Among central banks from developed countries, the BOJ is the only one that has resisted pulling support from its bond market through so-called quantitative tightening. Instead, it has kept local yields anchored to the floor in an attempt to boost the economy.
It meets this week to decide policy and is widely expected to keep its main settings on hold, despite the pressure on both the currency and the central bank’s cap on yields. Most economists expect the central bank to continue to stick with its position unless the yen breaches the 140 level against the dollar.
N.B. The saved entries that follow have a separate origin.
PR #771, opened 2022-05-04
Datastore entry method

feipenghe:
This PR fixes https://github.com/asyml/forte/issues/767. 

### Description of changes
* implemented method `all_entries(entry_type_name)`
* implemented method `num_entries(entry_type_name)`

### Test Conducted
* test `all_entries(entry_type_name)` returns an iterator of raw entry data in the `List` format of `entry_type_name`
* test `num_entries(entry_type_name)` returns a correct number of entries of `entry_type_name`


mylibrar (commented):
This might not preserve the previous behavior in `DataPack` since it does not retrieve the subclasses. For example, `DataPack.all_annotations` is expected to return an iterator of all entries that satisfy `issubclass(Annotation)` (e.g., `Token`, `Document`, `Sentence`, etc.). Hence `DataStore.all_entries("forte.data.ontology.top.Annotation")` should also be able to get all subtypes of `Annotation` in its outputs.

tests/forte/data/data_store_test.py
```diff
@@ -296,21 +305,58 @@ def test_get_type_info(self):
...
+            entry
+            for entry in list(self.data_store._DataStore__entry_dict.values())
+            if entry[3] == "ft.onto.base_ontology.Sentence"
+        ]
+        doc_list = [
+            entry
+            for entry in list(self.data_store._DataStore__entry_dict.values())
+            if entry[3] == "ft.onto.base_ontology.Document"
+        ]
+        ann_list = list(self.data_store._DataStore__entry_dict.values())
```
mylibrar, line 343: This might not be correct if there are `Link`s or `Group`s in `DataStore`. For example, the format of  test entry with `tid=10123` looks like a `Group` but will also be included in `ann_list`

feipenghe: Is there any way to check `Link`, I found `Link` type entry in `self.__elements` is similar to a regular entry.

mylibrar: According to the docstring in `DataStore.__init__`, a `Link` entry has the following format: `[<parent_tid>, <child_tid>, <tid>, <type_name>, <attr_1>, <attr_2>, ..., <attr_n>, index_id]`. So I guess you can still use `<type_name>` to check if it's a link.

forte/data/data_store.py
```diff
@@ -485,6 +485,48 @@ def _is_annotation(self, type_name: str) -> bool:
...
+            entry_type_name (str): the type name of entries that the User wants to retrieve.
+
+        Yields:
+            Iterator of raw entry data in list format.
+        """
+        for entry_type_key in self.__elements:
+            if entry_type_key == entry_type_name or self._is_subclass(
+                entry_type_key,
+                get_class(entry_type_name),
+            ):
```
hunterhector, line 503: Can we create a `get_all_subclass` function here?

1. It will be used in multiple places
2. We can create a more efficient implementation later (you can leave the implementation now)
3. I think we need to sort the entry keys, otherwise the iteration order is kinda random

forte/data/data_store.py
```diff
@@ -485,6 +485,48 @@ def _is_annotation(self, type_name: str) -> bool:
...
+                count += len(self.__elements[entry_type_key])
+        # if non-annotation-like entries_type_name
+        # we need to minus the corresponding delete count
+        if entry_type_name in self.__deletion_count:
+            count -= self.__deletion_count[entry_type_name]
```
hunterhector, line 527: Should you be checking the `deletion_count` inside the for loop?

tests/forte/data/data_store_test.py
```diff
@@ -307,6 +307,46 @@ def test_get_type_info(self):
...
+        self.data_store.delete_entry(9999)
+        num_sent_entries = self.data_store.num_entries(sent_type)
+
+        self.assertEqual(num_sent_entries, len(sent_list) - 1)
+
+        # remove a group
+        self.data_store.delete_entry(23456)
+        num_group_entries = self.data_store.num_entries(group_type)
+        self.assertEqual(num_group_entries, len(group_list) - 1)
+
```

The steep bond selloff in the US since Friday has exacerbated the gap with Japan by driving up 2-year US Treasury yields by more than 60 basis points over the last three days to 3.43%. With comparable Japanese yields still below zero, the gap between the two is now at the widest since 2007, giving investors an incentive to shift cash to the US.
If the Fed hikes by 75 basis points on Wednesday as expected, that may only further strengthen the dollar, depending on what the BOJ chooses to do.
“If the BOJ comes out and says, ‘We’re going to continue to maintain this policy for the foreseeable future,’ maybe there’s a brief selloff in dollar-yen,” said Nelson. “But we’re going to 140 in the next 2-3 months, or 2-3 weeks, frankly. This thing’s just a rocket ship.”